3. Using your knowledge about Japanese syllable structure (see slides), do these results (including their
rankings) make sense? If not, why (briefly explain)?
4. How could you improve the results to sound more βJapanese likeβ? (no need to implement it)
5. Now consider the following Japanese katakana sequences, from a Japanese newspaper (actually these
are the phoneme sequences that are easily read off from the katakana characters):
H I R A R I K U R I N T O N
D O N A R U D O T O R A N P U
B I D E O T E E P U
H O M A A SH I N P U S O N
R A PP U T O PP U
SH E E B I N G U K U R I I M U
CH A I R U D O SH I I T O
SH I I T O B E R U T O
SH I N G U R U R U U M U
G A A R U H U R E N D O
T O R A B E R A A Z U TCH E KK U
B E B I I SH I TT A A
S U K O TT O R A N D O
B A I A R I N K O N TCH E R U T O
A PP U R U M A KK U B U KK U P U R O
K O N P I U U T A S A I E N S U
H I J I K A R U T O R E E N I N G U
H I J I K A R U E K U S A S A I S U
A I S U K U R I I M U
H O TT O M I R U K U
T O R I P U R U R U U M U
K U R A U N P U R A Z A H O T E R U
H E E S U B U KK U R I S A A TCH I S A I E N T I S U T O
W O R U H U G A N G U M O TS U A R U T O
(For your convenience I have included a jprons.txt for the above sequences.)

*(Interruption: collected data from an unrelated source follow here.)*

PR #1652, opened 2023-02-23
chore: simplify binding model in wingc/sdk

### LINKED ISSUE #1605: Refactor SDK inflight bindings API to remove resources/data distinction
Today when the compiler generates preflight code in JS, it separates resources in data into different categories. This is no longer needed since we treat them the same in the SDK (they are all handled by [serializeImmutableData](https://github.com/winglang/wing/blob/e7551dcda97eab78aa17a9bc08385ff78d8503fe/libs/wingsdk/src/core/internal.ts#L86), which should probably be renamed).

So, instead of generating:

```js
const fn = new cloud.Function(this,"test",new $stdlib.core.Inflight(this, "$Inflight1", {
  code: $stdlib.core.NodeJsCode.fromFile(require('path').resolve(__dirname, "proc.f461cbb2996b2e6c0a4f548706c4e2ed3844d744058fa69f536f5929c7fe2371/index.js").replace(/\\/g, "/")),
  bindings: {
    resources: {
      bucket: {
        resource: bucket,
        ops: ["delete","get","list","put"]
      },
    },
    data: {
      name: name,
    },
  }
}));
```

It should generate:

```js
const fn = new cloud.Function(this,"test",new $stdlib.core.Inflight(this, "$Inflight1", {
  code: $stdlib.core.NodeJsCode.fromFile(require('path').resolve(__dirname, "proc.f461cbb2996b2e6c0a4f548706c4e2ed3844d744058fa69f536f5929c7fe2371/index.js").replace(/\\/g, "/")),
  bindings: {
    bucket: {
      obj: bucket,
      ops: ["delete","get","list","put"]
    },
    name: {
      obj: bucket,
    },
  }
}));
```

(aside: Once we implement a compiler pass that transforms anonymous closures into ad-hoc resource declarations, we should not need to generate `core.Inflight` anymore, so that would also close out this issue)

Chriscbr:
Closes #1605

### DIFF
--- a/docs/04-reference/wingsdk-api.md
+++ b/docs/04-reference/wingsdk-api.md
@@ -2006,48 +2006,48 @@ The maximum amount of time the function can run.
 
 ---
 
-### InflightBindings <a name="InflightBindings" id="@winglang/sdk.core.InflightBindings"></a>
+### InflightBinding <a name="InflightBinding" id="@winglang/sdk.core.InflightBinding"></a>
 
-Inflight bindings.
+An inflight binding.
 
-#### Initializer <a name="Initializer" id="@winglang/sdk.core.InflightBindings.Initializer"></a>
+#### Initializer <a name="Initializer" id="@winglang/sdk.core.InflightBinding.Initializer"></a>
 
 ```wing
 bring core;
 
-let inflight_bindings = core.InflightBindings{ ... }
+let inflight_binding = core.InflightBinding{ ... }
 ```
 
 #### Properties <a name="Properties" id="Properties"></a>
 
 | **Name** | **Type** | **Description** |
 | --- | --- | --- |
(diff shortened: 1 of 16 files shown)


MarkMcCulloh (approved):
LGTM

This is a super satisfying change, the uniformity makes much more sense.

(noticed you marked Yoav as a reviewer, so I'll throw on the label to give time for him to review if you'd like)

Chriscbr:
Let's just merge it in while the code is fresh - @yoav-steinberg if you have comments still don't hesitate to leave them here and I can address them in a follow up PR if needed 🙂

eladb (commented):
NICE! Thanks for cleaning up after me!

yoav-steinberg:
Noticed this a bit late, but this is very good. Thanks.

PR #1888, opened 2023-03-22
fix(compiler): type checker does not assign all nodes evaluated_type

Chriscbr:
I noticed an issue where the type checker did not assign all nodes an `evaluated_type`. The root cause was that whenever there was a `return` statement inside `type_check_exp`, it would return out of the function immediately, causing the last line (that sets the `evaluated_type`) to be skipped. I fixed this by extracting out the main `match expr.kind` clause to its own helper function.

Misc:
- Refactored how binary expressions are type checked to make it a little clearer that each binary operator case is handled. When new binary operators are added to the `BinaryOp` enum, it forces a compiler error.
- Fixed some bugs that were surfaced where argument types for function calls and constructors weren't always being evaluated.


libs/wingc/src/type_check_assert.rs
```diff
@@ -0,0 +1,13 @@
...
+pub struct TypeCheckAssert;
+
+impl Visit<'_> for TypeCheckAssert {
+	fn visit_expr(&mut self, expr: &Expr) {
+		assert!(
+			expr.evaluated_type.borrow().is_some(),
+			"Expr was not type checked: {:?}",
+			expr
+		);
+	}
```
MarkMcCulloh, line 12: Do you need to also call the global visit_expr to make sure this recurses properly?

MarkMcCulloh (approved):
Nice, this will probably prevent a lot of panics (especially in the language server)

libs/wingc/src/lib.rs
```diff
@@ -273,6 +275,12 @@ pub fn compile(source_path: &Path, out_dir: Option<&Path>) -> Result<CompilerOut
 		Diagnostics::new()
 	};
 
+	// Validate that every Expr has an evaluated_type
+	if cfg!(debug_assertions) {
```
eladb, line 279: I hope this is always on

eladb (commented):
This is going to address so many panics. 

Is there a way to make evaluated_type a non-optional type? So consumers won't need to blindly unwrap it?

libs/wingc/src/type_check_assert.rs
Chriscbr: Took a little bit of work to add this because it surfaced some more bugs where types weren't being evaluated. 😅

libs/wingc/src/lib.rs
Chriscbr: Right now it's only on during dev (local and CI builds). Should we also surface these in our release build?

libs/wingc/src/type_check.rs
```diff
@@ -1124,7 +1124,19 @@ impl<'a> TypeChecker<'a> {
 		statement_idx: usize,
 		context: &TypeCheckerContext,
 	) -> TypeRef {
-		let t = match &exp.kind {
+		let t = self.type_check_exp_helper(&exp, env, statement_idx, context);
+		exp.evaluated_type.replace(Some(t));
+		t
+	}
+
+	fn type_check_exp_helper(
```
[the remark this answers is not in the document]
Chriscbr: I think the `type_check_exp_helper` name emphasizes that nobody else should be calling it except for `type_check_exp`. I'll add a comment to clarify. (It could have also been an inner function / closure, but I wanted to avoid the extra nesting)

libs/wingc/src/lib.rs
eladb: I'd add to release builds too

PR #1890, opened 2023-03-22
fix: hierarchal symbol lookups in language server sometimes fail

### LINKED ISSUE #1644: Memory corruption in SymbolEnv during post-compilation traversal

MarkMcCulloh:
Full credit to @yoav-steinberg for finding the root cause/solution.

While there is a more systemic issue at play here (the unsafe pointers), I would call this change a workaround rather than a hack (which is what I was doing before).

Fixes #1644

### DIFF
--- a/libs/wingc/src/lsp/sync.rs
+++ b/libs/wingc/src/lsp/sync.rs
@@ -20,7 +20,7 @@ pub struct FileData {
 	/// The diagnostics returned by wingc
 	pub diagnostics: Diagnostics,
 	/// The top scope of the file
-	pub scope: Scope,
+	pub scope: Box<Scope>,
 	/// The universal type collection for the scope. This is saved to ensure references live long enough.
 	pub types: Types,
 }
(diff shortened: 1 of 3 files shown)


yoav-steinberg (approved):

libs/wingc/src/lsp/sync.rs
```diff
@@ -20,7 +20,7 @@ pub struct FileData {
 	/// The diagnostics returned by wingc
 	pub diagnostics: Diagnostics,
 	/// The top scope of the file
-	pub scope: Scope,
+	pub scope: Box<Scope>,
```
Chriscbr, line 23: IIUC this might be a possible use case for `Pin<Box<Scope>>`

Chriscbr (approved):

libs/wingc/src/lsp/sync.rs
yoav-steinberg: I think you are right, but I suspect all our `UnsafeRef`s are a use case for `Pin<>` and I'm also not sure it'll compile since I don't think you can pin stuff in a `RefCell`. I'd prefer to just refactor everything to get rid of `UnsafeRef`, but not sure we have time for that now.

PR #1898, opened 2023-03-23
feat!: rename `print` to `log`

Chriscbr:
Logs are a first class concern in building distributed cloud applications, so we would like to rename the global function `print` to `log` to make the intent of the API clearer (in both preflight and inflight phases). See https://github.com/winglang/wing/discussions/1772 for more details.

This PR updates the Language spec as the compiler to use the new function name.

BREAKING CHANGE: `print()` is now named `log()`


tools/hangar/__snapshots__/plugins.ts.snap
```diff
@@ -171,7 +171,7 @@ exports[`Plugin examples > AWS target plugins > permission-boundary.js 1`] = `
   "terraform": {
     "backend": {
       "local": {
-        "path": "/Users/hasan/repos/monada/wing/tools/hangar/tmp/terraform.root.tfstate",
+        "path": "/Users/chrisr/dev/wing3/tools/hangar/tmp/terraform.root.tfstate",
```
MarkMcCulloh, line 174: whoopsie, didn't catch this in the last pr

@hasanaburayyan

MarkMcCulloh (approved):

MarkMcCulloh:
Probably need to double-check the [docsite](https://github.com/winglang/docsite) to make sure there is no invalid examples floating around. Same for the console

tools/hangar/__snapshots__/plugins.ts.snap
Chriscbr: This should be caught by CI, since the GitHub runner would probably generate a snapshot with a different value, no?

MarkMcCulloh: 😢 https://github.com/winglang/wing/blob/ecd00497bae6d6c6cb2ac5c88a79b67388cafbf8/tools/hangar/vitest.config.ts#L8

I'll do a cleanup PR, it's fine to merge this one

PR #1900, opened 2023-03-23
chore: snapshot updates not failing ci

MarkMcCulloh:
Several whoopsies at once:

- Vitest config accidentally had `update: true`, so snapshots always updated instead of failing
- The recent starts_with and ends_with change didn't work, but this was considered a snapshot change so it was unnoticed. Added additional code to hangar to always fail if there's stderr when unexpected
- Snapshots had an unsanitized path for the new plugin tests, causing constant change
- Snapshots we're actually being overly-sanitized in many cases, causing chunks to be deleted from the terraform output
- During `main` builds, things were being published before e2e tests were run

### DIFF
--- a/.github/workflows/build.yml
+++ b/.github/workflows/build.yml
@@ -240,7 +240,7 @@ jobs:
     name: Publish
     if: ${{ github.event_name == 'push' && github.repository == 'winglang/wing' }}
     needs:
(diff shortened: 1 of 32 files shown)


Chriscbr (approved):
🙏 🙏

PR #1901, opened 2023-03-23
feat(spec): even more cloud bucket apis

Chriscbr:
Proposing some more APIs for making cloud buckets even easier to work with. Based on my googling I think it should be possible to support all of these capabilities across the major cloud providers.

One API worth highlighting is `metadata`, which returns information about an individual file/object, like it's size, last modification date, and so on. It turns out there's a lot of possible custom metadata fields stored by cloud providers that we could show. I cherry-picked a few fields that seemed most useful / least hard to simulate but I imagine we can support more in the future.

References:
- Blob Properties docs for Azure: https://learn.microsoft.com/en-us/rest/api/storageservices/get-blob-properties?tabs=azure-ad
- GCP object metadata docs: https://cloud.google.com/storage/docs/viewing-editing-metadata#storage-view-object-metadata-nodejs
- AWS S3 HeadObject docs: https://docs.aws.amazon.com/AmazonS3/latest/API/API_HeadObject.html#API_HeadObject_ResponseSyntax

### DIFF
--- a/docs/04-reference/wingsdk-spec.md
+++ b/docs/04-reference/wingsdk-spec.md
@@ -292,13 +292,53 @@ resource Bucket {
 
   /**
    * Get a file from the bucket.
+   *
+   * @throws Will throw if the file doesn't exist.
    */
   inflight get(key: str): Blob;
 
   /**
+   * Get a file from the bucket if it exists.
+   */
+  inflight try_get(key: str): Blob?;
+
+  /**
    * Delete a file from the bucket.
+   *
+   * @throws Will throw if the file doesn't exist.
    */
   inflight delete(key: str): void;
+
+  /**
+   * Delete a file from the bucket if it exists.
+   */
+  inflight try_delete(key: str): bool;
+
+  /**
+   * Check if a file exists in the bucket.
+   */
+  inflight exists(key: str): bool;
+
+  /**
+   * Get the metadata of a file in the bucket.
+   */
+  inflight stats(key: str): FileMetadata;
+
+  /**
+   * Move a file to a new location in the bucket. If the destination file already
+   * exists, it will be overwritten.
+   *
+   * @throws Will throw if the `src` file doesn't exist.
+   */
+  inflight move(src: str, dst: str): void;
+
+  /**
+   * Copy a file to a new location in the bucket. If the destination file already
+   * exists, it will be overwritten.
+   *
+   * @throws Will throw if the `src` file doesn't exist.
+   */
+  inflight copy(src: str, dst: str): void;
 
   /**
    * List all files in the bucket with the given prefix.
@@ -306,8 +346,9 @@ resource Bucket {
   inflight list(prefix: str?): Iterator<str>;
 
   /**
-   * Returns a url to the given file.
-   * @throws Will throw if the file is not public.
+   * Returns a url to the given file key. Does not check if the file exists.
+   *
+   * @throws Will throw if the bucket is not public.
    */
   inflight public_url(key: str): str;
 
@@ -316,6 +357,15 @@ resource Bucket {
    * access the file until the link expires (defaults to 24 hours).
    */
   inflight signed_url(key: str, duration?: duration): str;
+}
+
+struct FileMetadata {
+  /** The size of the file in bytes. */
+  size: Size;
+  /** The time the file was last modified. */
+  last_modified: Date; // or an ISO timestamp `str` until we have Date API support
+  /** The content type of the file, if it is known. */
+  content_type: str?;
 }
 
 struct BucketOnUploadProps { /* elided */ }


docs/04-reference/wingsdk-spec.md
```diff
@@ -292,22 +292,63 @@ resource Bucket {
...
+
+  /**
+   * Check if a file exists in the bucket.
+   */
+  inflight exists(key: str): bool;
+
+  /**
+   * Get the metadata of a file in the bucket.
+   */
+  inflight stats(key: str): FileMetadata;
```
Chriscbr, line 325: I thought `stat`, `stats`, `metadata` could all be good names, I'm curious which sounds best to other peoples' ears?

docs/04-reference/wingsdk-spec.md
```diff
@@ -292,22 +292,63 @@ resource Bucket {
 
   /**
    * Get a file from the bucket.
+   *
+   * @throws Will throw if the file doesn't exist.
```
Chriscbr, line 296: It's worth noting, even though these methods specifically throw for functional reasons, **methods without `@throws` can still throw because they're networked APIs**, and pretty much every API call made on the internet is a best effort attempt. Just something to think about for the future

docs/04-reference/wingsdk-spec.md
```diff
@@ -318,6 +359,15 @@ resource Bucket {
   inflight signed_url(key: str, duration?: duration): str;
 }
 
+struct FileMetadata {
+  /** The size of the file in bytes. */
+  size: Size;
```
Chriscbr, line 364: I was imagining `Size` as a standard type, similar to the one in the CDK ([link](https://docs.aws.amazon.com/cdk/api/v2/docs/aws-cdk-lib.Size.html)). I wonder if this should be a primitive type like `duration`? 🤷

MarkMcCulloh: I definitely think we should have size literals, would be real nice

hasanaburayyan: Oh that would be cool

docs/04-reference/wingsdk-spec.md
```diff
@@ -318,6 +359,15 @@ resource Bucket {
...
+  /** The time the file was last modified. */
+  last_modified: Date; // or an ISO timestamp `str` until we have Date API support
+  /** The content type of the file, if it is known. */
+  content_type: str?;
```
hasanaburayyan, line 368: We could also return version number if versioning is enabled

docs/04-reference/wingsdk-spec.md
```diff
@@ -292,22 +292,63 @@ resource Bucket {
...
+   */
+  inflight stats(key: str): FileMetadata;
+
+  /**
+   * Move a file to a new location in the bucket. If the destination file already
+   * exists, it will be overwritten.
+   *
+   * @throws Will throw if the `src` file doesn't exist.
+   */
+  inflight move(src: str, dst: str): void;
```
hasanaburayyan, line 333: What about calling this rename? When I think of move api it makes me think that I could specify the destination as a directory. move(“some_key”, “a/“)

docs/04-reference/wingsdk-spec.md
hasanaburayyan: I personally like metadata

docs/04-reference/wingsdk-spec.md
ekeren: We should consider having semantic versions as a primitive in the language (`v12.0.1`)

docs/04-reference/wingsdk-spec.md
ekeren: Hard question.

Coming from programming in linux, [stats](https://linux.die.net/man/2/stat) feels natural for me.
But I don't think it will be the background of the 99% 

From some reason AWS is using head-object api

docs/04-reference/wingsdk-spec.md
Chriscbr: Good ideas. Since the spec doesn't mention versioning I'll leave it out for now but definitely sounds like a natural place to fit it in the future 👍

docs/04-reference/wingsdk-spec.md
eladb: Paging @benkehoe 👋 I think `stat` sends a message that buckets are file systems and that's probably not the [best mental model](https://twitter.com/ben11kehoe/status/1635703838865870850?s=46&t=vQsWtya6IrJ2YERDZL4eYA).

I would go with `metadata` or something from that family.

eladb (approved):
Good stuff

docs/04-reference/wingsdk-spec.md
Chriscbr: Yes I was also thinking about updating some of the messaging here to switch out references to "files" with "objects"

Issue #120, opened 2022-09-20
Struct Declaration


staycoolcall911:
https://github.com/winglang/wing/blob/main/docs/04-reference/winglang-spec.md#31-structs

### Community Note

> Please vote by adding a 👍 reaction to the issue to help us prioritize.
> If you are interested to work on this issue, please leave a comment.

### Feature Spec

Declare struct in wing language that can contain only immutable values from types that are legal Json: `bool, str, num, Array<T>, Json, Struct` and their optionals where `T` can be all of the above 

```ts (wing)
struct Point {
   x: num;
   y: num; 
}

struct MyStruct {
 n: num;
 s: str?;
 ar_of_string: Array<str>?;
 b: bool?;
// struct can contain another struct
 another_struct: point?;
 arrays_of_points: Array<Array<Point>>?;
// can also contain a json
 j: Json?;
} 
``` 

struct can be created using the following:
```ts (wing)
// Initialising fields 
let p1 = Point { x: 0.2, y:-0.2 } ; 
// using spread
let p2 = Point {x: 0.2, ...p1 };
// specifying only non optional fields
let my_struct = MyStruct { b: true };
// Initializing another struct inline
let my_struct2 = MyStruct { another_struct: Point { x:1 , y:-1 }, ...my_struct }; 
```

struct can be converted with the following API: 
```ts (wing)
let p = Point { x: 0.2, y:-0.2 } ; 
// you can implicitly cast a struct into a Json 
let j: Json = p;
// you can use the Json.stringify + implicitly conversion tom stringify a struct
let  s: str = Json.stringify(p);  
// you can parse a using the from_json static method  T.from_json = (Json):T
let p_from_json = Point.from_json(j); // p_from_json equals p
// you can also parse a string into a struct instance using the T.parse = (str):T function
let p_from_str1 = Person.parse(""{\"x\":0.2,\"y\": -0.2}"); 
```

### Use Cases

a strongly typed json

eladb:
I suspect this is P1 for beta

staycoolcall911:
@eladb - ok

ekeren:
Because Json and MutJson are P1, we can manage this as P2

staycoolcall911:
We decided to move this to p1 - without `struct`s it is impossible to define resource props for user-defined resources.

monadabot:
Congrats! :rocket: This was released in [Wing 0.8.0](https://github.com/winglang/wing/releases/tag/v0.8.0).

[...]

PR #1904, opened 2023-03-24
feat(compiler): struct declarations

hasanaburayyan:
Closes: https://github.com/winglang/wing/issues/120


libs/wingc/src/parser.rs
```diff
@@ -332,6 +332,43 @@ impl<'s> Parser<'s> {
...
+					.expect("struct definition fields should always have a name"),
+			)?;
+			let type_ = field_node
+				.child_by_field_name("type")
+				.expect("struct definition fields should always have explicit type");
+			let f = ClassField {
+				name: identifier,
+				member_type: self.build_type_annotation(&type_)?,
+				reassignable: false,
+				phase: Phase::Preflight,
```
MarkMcCulloh, line 358: Is it preflight? I feel like the fields themselves may be phase independent, not really sure though.

libs/wingc/src/type_check.rs
```diff
@@ -836,6 +836,20 @@ impl TypeRef {
...
+	pub fn is_deep_mutable(&self) -> bool {
+		match &**self {
+			Type::MutArray(_) => true,
+			Type::MutMap(_) => true,
+			Type::MutSet(_) => true,
+			Type::MutJson => true,
+			Type::Array(v) => v.is_deep_mutable(),
+			Type::Map(v) => v.is_deep_mutable(),
+			Type::Set(v) => v.is_deep_mutable(),
+			_ => false,
```
MarkMcCulloh, line 849: Optionals?

Maybe it's worthwhile for this to be exhaustive anyways

libs/tree-sitter-wing/grammar.js
```diff
@@ -108,9 +108,9 @@ module.exports = grammar({
       seq(
         "struct",
         field("name", $.identifier),
-        optional(seq("extends", commaSep($.identifier))),
+        optional(seq("extends", commaSep(field("extend", $.identifier)))),
```
MarkMcCulloh, line 111: nit: I feel like this should be plural, both to match the keyword and also to better signify that there can be many of them.

```suggestion
        optional(seq("extends", commaSep(field("extends", $.identifier)))),
```

libs/wingc/src/parser.rs
```diff
@@ -332,6 +332,43 @@ impl<'s> Parser<'s> {
 		})
 	}
 
+	fn build_struct_definition_statement(&self, statement_node: &Node) -> DiagnosticResult<StmtKind> {
+		let name = self.node_symbol(
+			&statement_node
+				.child_by_field_name("name")
+				.expect("struct definitions should always have a name"),
```
MarkMcCulloh, line 339: nit: There's a helper method that can help avoid the expect

```suggestion
			&self.get_child_field(&statement_node, "name")?
```

MarkMcCulloh (approved):
I'm slightly concerned about which phase the fields should be, so maybe that needs to be double checked, but I otherwise think this looks great!

libs/wingc/src/type_check.rs
hasanaburayyan: Great catch!

libs/wingc/src/parser.rs
hasanaburayyan: That is fucking wonderful! Thanks for the nit!

Chriscbr:
Sweet!! 😄

PR #1902, opened 2023-03-24
chore(repo): generate actual release notes

MarkMcCulloh:
The current release notes suck for various reasons, let's improve/simplify them.

- Properly filters out bots from the contributor list
- Handles breaking changes without dealing with labels (since we have a 0 major version number, it bumps minor)
- Show proper types for changes
- Simplifies the workflow (removed the `prepare` job), opening up options to improve our github actions even more
- Provides a skeleton to create completely custom changelogs

Uses https://github.com/unjs/changelogen which is a really nice lib in a great ecosystem. See [here](https://github.com/unjs/changelogen/releases) for example changelogs.

*By submitting this pull request, I confirm that my contribution is made under the terms of the [Monada Contribution License](https://docs.winglang.io/terms-and-policies/contribution-license.html)*.

PR #1906, opened 2023-03-24
chore: feats should only increment patch version by default

MarkMcCulloh:
Regression from https://github.com/winglang/wing/pull/1902 (thanks @Chriscbr)

If it's a breaking change, then it'll increment minor

### DIFF
--- a/scripts/changelog.mjs
+++ b/scripts/changelog.mjs
@@ -36,6 +36,10 @@ async function getData() {
         title: "🚀 Features",
         semver: "patch",
       },
+      revert: {
+        title: "⏪ Reverts",
+        semver: "patch",
+      },
     },
   });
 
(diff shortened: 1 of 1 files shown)


scripts/changelog.mjs
```diff
@@ -32,6 +32,10 @@ async function getData() {
         title: "👓 RFC",
         semver: "patch",
       },
+      feat: {
+        title: "🚀 Features",
+        semver: "patch",
+      },
```
Chriscbr, line 38: Maybe we should add the other types from https://github.com/winglang/wing/blob/main/.github/workflows/pull-request-lint.yml while we're at it?

Chriscbr (approved):

scripts/changelog.mjs
MarkMcCulloh: The rest are built-in, other than revert which I went ahead and added

PR #1916, opened 2023-03-27
fix: playground bundling issue

eladcon:
This invokes the playground release workflow on releases from this repo. This also resolves a small issue making sure webpack is not compiling the SDK as part of the CLI (the SDK is compiled separately).


.github/workflows/build.yml
```diff
@@ -121,6 +121,39 @@ jobs:
...
+        uses: actions/upload-artifact@v3
+        with:
+          name: winglang-webpack
+          path: apps/wing/winglang-webpack.tgz
+
+      - name: Upload Wing SDK Webpack
+        uses: actions/upload-artifact@v3
+        with:
+          name: winglang-sdk-webpack
+          path: libs/wingsdk/winglang-sdk-webpack.tgz
```
MarkMcCulloh, line 155: I think this re-packaging process belongs on the consumer side rather than in this repo.

The playground project should instead pull down from npmjs and do this process during its own build.

MarkMcCulloh (changes requested):

.github/workflows/build.yml
eladcon: Changed the release trigger to be based on NPM

MarkMcCulloh (approved):

PR #1923, opened 2023-03-28
fix: unavailable global property crashes simulator

### LINKED ISSUE #1912: testing programmatically doesn't work
### Community Note

### I tried this:

Following instructions https://docs.winglang.io/getting-started/simulator

### I expected this:

to work

### Instead, this happened:

the function didn't run when the queue message got sent 

### Component:

Compiler

### Wing Version:

0.8.3

### Node.js Version:

_No response_

### Platform(s):

_No response_

### Anything else?

probably related to latest method wrapping solution

MarkMcCulloh:
When copying global for the new sim context, accessing `global.wasi` triggered a `require` that fails. This only seems to happens in a REPL 🤷 

In any case, a corrupted global obj probably isn't worth crashing over. I'm not even sure it's worth logging, feel free to let me know if you do.

Fixes #1912

### DIFF
--- a/libs/wingsdk/src/target-sim/function.inflight.ts
+++ b/libs/wingsdk/src/target-sim/function.inflight.ts
@@ -109,6 +109,7 @@ async function runInSandbox(code: string, payload: any, opts: RunCodeOptions) {
       ctx[k] = (global as any)[k];
     } catch {
       // ignore unresolvable globals
+      // see https://github.com/winglang/wing/pull/1923
     }
   }
 
--- a/libs/wingsdk/src/target-sim/function.inflight.ts
+++ b/libs/wingsdk/src/target-sim/function.inflight.ts
@@ -105,7 +105,11 @@ async function runInSandbox(code: string, payload: any, opts: RunCodeOptions) {
 
   // create a copy of all the globals from our current context.
   for (const k of Object.getOwnPropertyNames(global)) {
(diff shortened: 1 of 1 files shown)


ekeren:
Mark, can you explain how you debugged it?

Also (and related), is there anything we can do that will generate visible errors when something like that happens?

libs/wingsdk/src/target-sim/function.inflight.ts
```diff
@@ -105,7 +105,11 @@ async function runInSandbox(code: string, payload: any, opts: RunCodeOptions) {
 
   // create a copy of all the globals from our current context.
   for (const k of Object.getOwnPropertyNames(global)) {
-    ctx[k] = (global as any)[k];
+    try {
+      ctx[k] = (global as any)[k];
+    } catch {
+      // ignore unresolvable globals
```
eladb, line 111:
```suggestion
      // ignore unresolvable globals
      // see https://github.com/winglang/wing/pull/1923
```

eladb (approved):

MarkMcCulloh:
@ekeren  I looked at the simulator traces (`simulator.listTraces()`) which showed the error.

We would probably need to add something that listens for traces and prints them to make them more visible. You can add your own listener by doing:

```js
  simulator.onTrace({
    callback: (trace: Trace) => {
      console.log(trace);
    },
  });
```

PR #1924, opened 2023-03-28
fix(cli): compile command does not write to target directory in an atomic way

### LINKED ISSUE #1919: .tfaws folder disappears?
### Community Note

### I tried this:

1. I wrote a .w file in `/examples/tests/valid` 
2. I compiled using `npx nx wing -- compile -t tf-aws ../../examples/tests/valid/bucket_events.w`
3. I run terraform `init` and `apply` in `/examples/tests/valid`
4. then compiled again using the command above

### I expected this:

terraform apply to work

### Instead, this happened:

image

**it did work again when getting out and into the folder, tried both in vs code terminal and in the default mac terminal, BUT I had to use `terraform init` first**

image

### Component:

Compiler, SDK

### Wing Version:

15.6.3

### Node.js Version:

v19.7.0

### Platform(s):

MacOS

### Anything else?

_No response_

ainvoner:
Fixes #1919


Chriscbr (commented):
This looks good to me, but copying @MarkMcCulloh to review as well just in case there's anything I'm missing

Chriscbr:
@ainvoner Updated the description so it closes #1919 (I think this would fix it?) cc @hasanaburayyan

apps/wing/src/commands/compile.ts
```diff
@@ -249,6 +251,14 @@ export async function compile(entrypoint: string, options: ICompileOptions): Pro
     return process.exit(1);
   }
 
+  // clean up before
+  await Promise.all([
+    rm(synthDir, { recursive: true, force: true }),
+    mkdir(synthDir, { recursive: true }),
+  ]);
```
MarkMcCulloh, line 258: Is there a race condition here? maybe it's impossible, but what if mkdir runs before rm?

```suggestion
  // clean up before
  await rm(synthDir, { recursive: true, force: true });
  await mkdir(synthDir, { recursive: true });
```

MarkMcCulloh (approved):

apps/wing/src/commands/compile.ts
```diff
@@ -67,39 +68,40 @@ function resolveSynthDir(outDir: string, entrypoint: string, target: Target) {
...
  */
 export async function compile(entrypoint: string, options: ICompileOptions): Promise<string> {
+  // create a unique temporary directory for the compilation
+  const tmpTargetdir = await mkdtemp(join(os.tmpdir(), "wing-"));
   const targetdir = join(dirname(entrypoint), "target");
   const wingFile = entrypoint;
   log("wing file: %s", wingFile);
   const wingDir = dirname(wingFile);
   log("wing dir: %s", wingDir);
+  const tmpSynthDir = resolveSynthDir(tmpTargetdir, wingFile, options.target);
```
eladb, line 78: Intuitively I feel that perhaps we would want to create the temporary directory still under `target/xxx` (maybe `target/xxx.wsim.tmp`), so that npm dependencies will resolve relative to the entrypoint. @Chriscbr @ainvoner WDYT?

Chriscbr: Sounds like a good callout, definitely might prevent some nasty bugs in the future. 👍

Chriscbr: Looks like this will be fixed in #1929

How would you decode them into English phoneme sequences using carmel (with the WFST you just
built and with help of epron.wfsa)? Show the command-line and results (with probs, with -k 5
option). Do they make sense (as English words)?
6. Now redo the above exercise, but this time into English words by assembling eword.wfsa, eword-epron.wfst,
and epron-jpron.wfst with carmel. Show the command-line and results (with probs, with -k 5). Do
you think the results make more sense this time? Briefly explain.
7. Some desired outputs were not ranked top. Why? How would you improve the results? (No need to
implement any of these)
8. Try search for at least five (5) other Japanese Katakana examples not covered in this HW or in slides,
and try to decode them back into English using the above approach. Try to be creative. They should
preferably be a two word phrase or a compound word, like βshopping centerβ or βpiano sonataβ. You
can use Google Translate (from English to Katakana) to verify your results.
9. Are there other ways to decode into English words given all these existing WFSAs and WFSTs (with
some tweaking)? What are the differences of these methods (speed, accuracy, etc.)?
10. If you can make some new WFSAs/WFSTs such as espell.wfsa and espell-epron.wfst, what else
can you do to decode jprons.txt (not necessarily to English words)? (No need to implement these)
Submit a single file: hw2.zip, which includes *.{wfst,wfsa,probs,py} and separate report.pdf.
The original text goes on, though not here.